Solution 2: optimize the code
To do well, you must first sharpen your tools. To optimize the code, you must first find the bottleneck of the Code. The most common method is to add log or print, and delete the code after debugging is complete, which is troublesome. Python also provides many profile tools: profile, cProfile, hotshot, and pystats. However, these tools provide poor readability, the function or row takes the most time at a glance.
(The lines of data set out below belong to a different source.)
PR #1907, opened 2025-07-08
feat: add "latest" epoch manifest option

### LINKED ISSUE #1893: Allow epoch "latest" in Clarinet.toml
In the Clarinet.toml (manifest file) contract list, developers can set the epoch of contracts
```toml
[contracts.counter]
clarity_version = 3 # optional
epoch = 3.1 # optional
```

The epoch filed is optional, and it defaults to epoch `"2.0"`. That's because in early version of Clarinet, this field didn't exist, so the absence of the settings means the first epoch.

However, we should encourage developers to set the epoch to the latest, because when they will deploy ac contract on Mainnet, it will be deployed to the current/latest epoch.

We should find a way to explicitely set the epoch of a contract to be the latest.
Could be by accepting the value to be `latest` and when parsing the file, clarinet would set it to the latest epoch.
That should be the default value.

```toml
[contracts.counter]
clarity_version = 3
epoch = 'latest'
```

- [ ] Update manifest epoch handling so that it support a way to set it to latest
- [ ] Update the `generate` project to use this value in new projects

tippenein:
- closes #1893

### DIFF
--- a/components/clarinet-deployments/src/types.rs
+++ b/components/clarinet-deployments/src/types.rs
@@ -35,6 +35,8 @@ pub enum EpochSpec {
     Epoch3_0,
     #[serde(rename = "3.1")]
     Epoch3_1,
+    #[serde(rename = "latest")]
+    Latest,
 }
 
 impl From<StacksEpochId> for EpochSpec {
@@ -66,6 +68,7 @@ impl From<EpochSpec> for StacksEpochId {
             EpochSpec::Epoch2_5 => StacksEpochId::Epoch25,
             EpochSpec::Epoch3_0 => StacksEpochId::Epoch30,
             EpochSpec::Epoch3_1 => StacksEpochId::Epoch31,
+            EpochSpec::Latest => StacksEpochId::Epoch31,
         }
     }
 }
@@ -100,6 +103,7 @@ impl From<&DevnetConfig> for BurnchainEpochConfig {
                     EpochSpec::Epoch2_5 => config.epoch_2_5,
                     EpochSpec::Epoch3_0 => config.epoch_3_0,
                     EpochSpec::Epoch3_1 => config.epoch_3_1,
+                    EpochSpec::Latest => config.epoch_3_1,
                 };
                 EpochConfig {
                     epoch_name: epoch,
@@ -1556,6 +1560,10 @@ mod tests {
 
                 [[burnchain.epochs]]
                 epoch_name = "3.1"
+                start_height = 9
+
+                [[burnchain.epochs]]
+                epoch_name = "latest"
                 start_height = 9
                 "#
             }
--- a/components/clarinet-files/src/project_manifest.rs
+++ b/components/clarinet-files/src/project_manifest.rs
@@ -5,7 +5,7 @@ use std::str::FromStr;
 use clarity::types::StacksEpochId;
 use clarity::vm::ClarityVersion;
 use clarity_repl::repl;
-use clarity_repl::repl::{ClarityCodeSource, ClarityContract, ContractDeployer};
+use clarity_repl::repl::{ClarityCodeSource, ClarityContract, ContractDeployer, DEFAULT_EPOCH};
 use serde::ser::SerializeMap;
 use serde::{Deserializer, Serialize, Serializer};
 use serde_json::Value as JsonValue;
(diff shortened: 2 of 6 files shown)


components/clarinet-files/src/project_manifest.rs
```diff
@@ -383,12 +383,13 @@ fn get_epoch_and_clarity_version(
     settings_epoch: Option<&str>,
     settings_clarity_version: Option<&str>,
 ) -> Result<(StacksEpochId, ClarityVersion), String> {
-    // if neither epoch or version are specified in clarinet.toml use: epoch 2.05 and clarity 1
+    // if neither epoch or version are specified in clarinet.toml use: epoch DEFAULT_EPOCH and clarity 3
     // if epoch is specified but not version: use the default version for that epoch
 
     let epoch = match settings_epoch {
-        None => StacksEpochId::Epoch2_05,
+        None => DEFAULT_EPOCH,
```
hugoclrd: Needs to be `StacksEpochId::Epoch2_05`, otherwise it would be a breaking change for (really old) projects that didn't have the epoch set by default..
Maybe that would be an acceptable breaking change, but I'm not sure.
Maybe in future versions we'll just make the epoch setting required to have explicit settings and fully avoid this issue.

components/clarinet-files/src/project_manifest.rs
```diff
@@ -399,15 +400,15 @@ fn get_epoch_and_clarity_version(
...
+                "epoch field invalid (value supported: latest, 2.0, 2.05, 2.1, 2.2, 2.3, 2.4, 3.0, 3.1)"
                     .into(),
             ),
         },
     };
 
     let clarity_version = match settings_clarity_version {
         None => match settings_epoch {
-            None => ClarityVersion::Clarity1,
+            None => ClarityVersion::Clarity3,
```
hugoclrd: Same as epoch setting, this has to be Clarity1

components/clarity-repl/src/repl/mod.rs
```diff
@@ -40,62 +41,20 @@ impl Serialize for ClarityContract {
...
+            StacksEpochId::Epoch10 => map.serialize_entry("epoch", &1.0)?,
+            StacksEpochId::Epoch20 => map.serialize_entry("epoch", &2.0)?,
+            StacksEpochId::Epoch2_05 => map.serialize_entry("epoch", &2.05)?,
+            StacksEpochId::Epoch21 => map.serialize_entry("epoch", &2.1)?,
+            StacksEpochId::Epoch22 => map.serialize_entry("epoch", &2.2)?,
+            StacksEpochId::Epoch23 => map.serialize_entry("epoch", &2.3)?,
+            StacksEpochId::Epoch24 => map.serialize_entry("epoch", &2.4)?,
+            StacksEpochId::Epoch25 => map.serialize_entry("epoch", &2.5)?,
+            StacksEpochId::Epoch30 => map.serialize_entry("epoch", &3.0)?,
+            StacksEpochId::Epoch31 => map.serialize_entry("epoch", &"latest")?,
```
hugoclrd: Hmmm, I'm not sure about the implications of this.
it mean that users won't be able to force it to 3.1? Clarinet will alwasy serialize to latest?
What if we need to be explicit sometimes?

hugocaillard (changes requested):

components/clarity-repl/src/repl/mod.rs
tippenein: Ah! I thought I got rid of that. The intention was "explicitly setting 3.1 would stay as 3.1 and latest would be read in as 3.1. I guess I messed up the serialization

components/clarinet-files/src/project_manifest.rs
tippenein: That's reasonable. I should revert this since it's somewhat redundant with the "latest" addition anyway. No reason for a breaking change here

components/clarity-repl/src/repl/mod.rs
tippenein: Added some tests. Should be ok now. Needs more manual testing first though

components/clarinet-deployments/src/types.rs
```diff
@@ -66,6 +68,7 @@ impl From<EpochSpec> for StacksEpochId {
             EpochSpec::Epoch2_5 => StacksEpochId::Epoch25,
             EpochSpec::Epoch3_0 => StacksEpochId::Epoch30,
             EpochSpec::Epoch3_1 => StacksEpochId::Epoch31,
+            EpochSpec::Latest => StacksEpochId::Epoch31,
```
hugoclrd, line 71: Could be `DEFAULT_EPOCH`

components/clarinet-files/src/project_manifest.rs
```diff
@@ -421,6 +421,68 @@ fn get_epoch_and_clarity_version(
...
+                        StacksEpochId::Epoch30 => "3.0".to_string(),
+                        StacksEpochId::Epoch31 => "3.1".to_string(),
+                    }
+                }),
+            );
+            contract_map.insert(
+                "deployer".to_string(),
+                toml::Value::String(match &contract.deployer {
+                    ContractDeployer::LabeledDeployer(s) => s.clone(),
+                    _ => "__default__".to_string(),
```
hugoclrd, line 475: What does this do?

tippenein: Since the DefaultDeployer enum doesn't have a string representation I had to represent it somehow. I think the whole custom Serialize impl for ProjectManifest is bad and undesirable anyway so let me try to remove all this

tippenein:
closed in favor of https://github.com/hirosystems/clarinet/pull/1927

Python line_profiler provides such a function, you can intuitively see which occupies the most time, can be said to be "quick accurate",: http://pythonhosted.org/line_profiler/
After line_profiler is installed, there will be a kernprof. py in the C: Python27Libsite-packages directory, adding @ profile to functions that may have bottlenecks, as shown in the following example:
@profile def create_msg2(self,H,msg): li = msg.keys() msg_type=li[0] ULR_avps=[] ULR=HDRItem() ULR.cmd=self.dia.dictCOMMANDname2code(self.dia.MSG_TERM[msg_type]) if msg_type[-1]=='A': msg=msg[msg_type] self.dia.setAVPs_by_dic(msg_type,msg,ULR_avps) ULR.appId=H.appId ULR.EndToEnd=H.EndToEnd ULR.HopByHop=H.HopByHop msg=self.dia.createRes(ULR,ULR_avps) else: self.dia.setAVPs(msg_type,msg,ULR_avps) ULR.appId=self.dia.APPID self.dia.initializeHops(ULR) msg=self.dia.createReq(ULR,ULR_avps) return msg
Run this file: kernprof. py-l-v D: projectmpsrcprotocolslibdiametermt. py. the following result is displayed. From this figure, we can intuitively see that the setAVPS method takes 96.6% of the time and further locates this function, add the @ proflie modifier again (you can add a Profile to multiple functions at a time), and you can see the time-consuming ratio of each line of code in the setAVPS function.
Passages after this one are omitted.